Because today’s alt-right has endorsed and supports Trump, they were given a place of honor in the web pages of Breitbart.com by Steve Bannon when he was running it and were part of the demonstrations and violence engaged in by those who ran the Charlottesville event. Conservatives and Republicans must condemn them. They must make the effort to drum these people out of any movement or party they are part of. To placate or appease them is to acknowledge they have a legitimate role to play in the conservative movement and the Republican Party. There is a precedent for doing this. William F. Buckley Jr. expelled The John Birch Society from the conservative movement in the 1950s. On the Democratic side, Bill Clinton did this during his presidential campaign when he criticized the rap singer Sister Souljah for making an anti-white statement.
That is why the editorial appearing Monday in National Review is important. Rich Lowry and his colleagues got it right:
We categorically repudiate not only the specific acts of violence but also the broader cause in which this violence was deployed. The rally in question was advertised as a project to “Unite the Right.” We flatter ourselves that we have a little something to say about that, and our answer is: No. We do not wish to be united with Jew-haters, bigots, racists, and the morally and intellectually defective specimens on such sad display in Charlottesville, waving their Nazi banners and Confederate flags.
As Sen. Lindsey Graham told Fox News, neo-Nazi groups “seem to believe they have a friend in Donald Trump in the White House.”

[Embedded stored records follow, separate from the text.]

PR #141, opened 2018-05-31
Fixed handling errors, first load user employee then other requests.

arcelena:


mobile/src/feeds/home-feeds-screen.tsx
```diff
@@ -67,7 +69,9 @@ class HomeFeedsScreenImpl extends React.Component<FeedsScreenProps & FeedScreenD
     }
 
     public componentDidMount() {
-        this.props.fetchNewFeeds();
+        if (this.props.user) {
```
santee: i think not. you need to subscribe to event where you load new users. This way it'll check for user (which might be empty) and won't load anything until you scroll

mobile/src/reducers/feeds/feeds.epics.ts
```diff
@@ -13,9 +13,15 @@ import { Alert } from 'react-native';
 import { retryWhen, map } from 'rxjs/operators';
 import { UnaryFunction } from 'rxjs/interfaces';
 import { handleHttpErrors } from '../errors/errors.epics';
+import { LoadUserEmployeeFinished } from '../user/user.action';
 
 export const pagingPeriodDays = 10;
 
+export const loadUserEmployeeFinishedEpic$ = (action$: ActionsObservable<LoadUserEmployeeFinished>, state: AppState, deps: DependenciesContainer) =>
+    action$.ofType('LOAD-USER-EMPLOYEE-FINISHED')
```
santee: ah, ok, you do it here... but why do you have this call in componentDidMount in this case?

mobile/src/reducers/organization/organization.epics.ts
```diff
@@ -61,4 +61,12 @@ export const loadEmployeesForUserDepartmentEpic$ = (action$: ActionsObservable<L
...
 export const loadEmployeesForUserRoomEpic$ = (action$: ActionsObservable<LoadUserEmployeeFinished>) =>
     action$.ofType('LOAD-USER-EMPLOYEE-FINISHED')
-        .map(x => loadEmployeesForRoom(x.employee.roomNumber));
\ No newline at end of file
+        .map(x => loadEmployeesForRoom(x.employee.roomNumber));
+
+export const loadUserEmployeeFinishedEpic$ = (action$: ActionsObservable<LoadUserEmployeeFinished>, state: AppState, deps: DependenciesContainer) =>
+    action$.ofType('LOAD-USER-EMPLOYEE-FINISHED')
+        .map(x => {
+            console.log('LOAD ROOM');
```
santee: whoops

mobile/src/reducers/errors/errors.epics.ts
```diff
@@ -24,7 +24,7 @@ function retryWhenErrorOccured<T>(isForceLogout: boolean = false): UnaryFunction
         return errors.exhaustMap((e: any) => new Promise((resolve, reject) => {
```
serjKim: typings

PR #183, opened 2018-07-20
Fix Search view height for iphone

serjKim:
simulator screen shot - iphone 6s - 2018-07-20 at 13 23 28


mobile/src/navigation/search-view-styles.tsx
```diff
@@ -27,8 +27,8 @@ export const searchViewStyles = StyleSheet.create({
         fontSize: 18,
     },
     input: {
-        width: '100%',
         color: 'white',
+        backgroundColor: '#4bacca'
```
santee: чубакка...

PR #184, opened 2018-07-20
People/Company: Sort employees

serjKim:


mobile/src/people/employee-comparer.ts
```diff
@@ -1,6 +1,6 @@
 import { Employee } from '../reducers/organization/employee.model';
 
-export function employeesAZSort (first: Employee, second: Employee) {
+export function employeesAZSortComparer (first: Employee, second: Employee) {
```
santee: why SortComparer? :) just Comparer

PR #212, opened 2018-10-16
Add GMG Staff

serjKim:


mobile/src/reducers/people/append-root.ts
```diff
@@ -1,19 +1,24 @@
 import { Department } from '../organization/department.model';
-import { DepartmentIdToNode } from './people.model';
+import { DepartmentIdToNode, DepartmentNode } from './people.model';
 
 export const rootId = '[root]';
+export const gmgId = '[GMG Staff]';
```
santee: NONONONONONO. No hardcode. The difference between 'show people alongside' and 'not' is having people in department (that are not heads of this department). In other words, children of the department should be its child departments + list of employees in this department

PR #240, opened 2018-11-15
Room number is trimmed now

santee:


server/Arcadia.Assistant.CSP/CspEmployeesInfoStorage.cs
```diff
@@ -32,7 +32,7 @@ protected override async Task<LoadAllEmployees.Response> GetAllEmployees()
                             HireDate = x.HiringDate,
                             FireDate = x.FiringDate,
                             MobilePhone = x.MobilePhone,
-                            RoomNumber = x.RoomNumber,
+                            RoomNumber = x.RoomNumber != null ? x.RoomNumber.Trim() : null,
```
sponkrashin: Why not `x.RoomNumber?.Trim()`?

serjKim: expression tree

Issue #231, opened 2018-11-14
Add ping/health endpoint


santee:
should be /health web endpoint, that returns a json with a result of
a) general status
b) server status
c) database/1c maybe?

sponkrashin:
What do you mean by "general status"? Status of API should be determined from application itself. If it cannot get answer from this endpoint then status is not OK.

santee:
general - is 'web' answering or not :) so, basically, by itself it should return 'i'm ok'

sponkrashin:
Added "api/health" endpoint.

KuchaLeni:
Verified

PR #245, opened 2018-11-15
Add ping health endpoint

sponkrashin:
Related to #231


server/Arcadia.Assistant.Health.Abstractions/HealthCheckType.cs
```diff
@@ -0,0 +1,9 @@
+﻿namespace Arcadia.Assistant.Health.Abstractions
+{
+    public enum HealthCheckType
+    {
+        Server,
+        Check1C,
```
santee: No 1C mentions outside CSPDb. I think the same for Database. Probably CSP implementation should return a dictionary<string, status> - 1c: ok, cspdb: ok

server/Arcadia.Assistant.Health/HealthActor.cs
```diff
@@ -0,0 +1,102 @@
...
+    using Abstractions;
+    using Akka.Actor;
+    using CSP;
+    using CSP.Model;
+    using CSP.Vacations;
+    using Microsoft.EntityFrameworkCore;
+
+    public class HealthActor : UntypedActor, ILogReceive
+    {
+        private readonly Func<ArcadiaCspContext> contextFactory;
```
santee: should not be here. If you need Health implementation, put it in CSP library

server/Arcadia.Assistant.Health/HealthActor.cs
```diff
@@ -0,0 +1,102 @@
...
+            }
+        }
+
+        private async Task<bool> Check1C()
+        {
+            try
+            {
+                var uriBuilder = new UriBuilder(this.bkConfiguration.Url);
+
+                var client = new EnterpriseV8(uriBuilder.Uri)
```
santee: A proper way to do that would be to store Status somewhere in the actor that already talks to database / 1C. When just ask it to return its status.

server/Arcadia.Assistant.Web/Controllers/HealthController.cs
```diff
@@ -0,0 +1,42 @@
...
+        }
+
+        [Route("/api/ping/health")]
+        [HttpGet]
+        [ProducesResponseType(typeof(ApplicationHealthModel), StatusCodes.Status200OK)]
+        public async Task<IActionResult> GetApplicationHealth(CancellationToken cancellationToken)
+        {
+            var tasks = new[]
+            {
+                this.healthService.GetIsServerAlive(cancellationToken),
```
santee: what should be happening is that
1. web side requests a health check (with a default timeout * 2)
    -> not given response - return an error.
2. health actor on server side (has CSP implementation)
    -> asks vacationsactor and databaseactor about their status (with defaulttimeout)
    -> return a dictionary.

sponkrashin: Why "* 2"? Why not 3 or 5?

server/Arcadia.Assistant.Health/HealthActor.cs
sponkrashin: Also minus is that currently period of refresh is once in 10 minutes. It is not frequent enough.

server/Arcadia.Assistant.Health.Abstractions/HealthCheckType.cs
sponkrashin: Done.

server/Arcadia.Assistant.Health/HealthActor.cs
sponkrashin: Done.

server/Arcadia.Assistant.Health/HealthActor.cs
sponkrashin: Kept as is - all checks are executed inside health actor. Reasons were listed above.

server/Arcadia.Assistant.Web/Controllers/HealthController.cs
sponkrashin: 1. Web controller makes a request to health service that asks health actor about current server health state.
If actor is not responding - health service returns dictionary with one entry: { server: false }.
If actor is returning result - health service adds entry { server: true } and returns it.
2. On server side health actor makes checks for 1C and database availability by itself and returns dictionary of health state entries. The only remark is that there is no timeout setting in CSP project, it is web specific. So, if either database or 1C check takes a bit more time - server in whole will be considered as not alive.

Is this what you wanted?

server/Arcadia.Assistant.CSP/ArcadiaHealthChecker.cs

To fail to condemn these thugs is to legitimize the alt-right’s dangerous argument: we are all part of the same movement. And that is precisely what the left is trying to do. Just take a look at the column in today’s New Republic by Bob Moser, who writes: “Trump will also be recognized henceforth for what he is: the chief recruiter and Dear Leader of a gang of domestic terrorists.”
Or look in TNR at this column by Brian Beutler, who writes:
Trump and many of his closest advisers aren’t making common cause with vile racists for political advantage. They are the vile racists, and are supporting fellow racists at substantial political risk because they want the racist vision to prevail.
It is not enough for these two leftist writers to argue that clearly, the reason Trump did not step up to the plate is that he thinks he cannot win again without the vote of these elements. They try to prove that it is because he personally is a racist.
Trump is not, however, without blame. Jennifer Rubin writes:
Trump did not tell the white nationalists to go to Charlottesville or to commit violence. But his campaign and presidency have given white nationalists cover, oxygen and the dream of respectability….
With Trump’s statement Monday, he and his administration clearly hoped that was sufficient to put the entire thing behind him. It isn’t. This coming weekend, the same white nationalist alt-right groups will convene at Boston Commons, trying to show they are the patriotic descendants of those who fought in the American Revolution. Cambridge, Mass., one of the largest left-wing communities in the country (comically called The People’s Republic of Cambridge by conservatives), is sure to have thousands of residents appearing in protest marches that will be far larger than that coming in from neo-Nazi and KKK groups. The police will be out in force, but if the alt-right has its choice, violence will again take place.
Should that occur, the president must immediately condemn their platform, their racism and their claim to be part of his movement. Indeed, while he should stand up for their right to be there, he should strongly dissociate himself from all they stand for. Our nation cannot afford a second Charlottesville.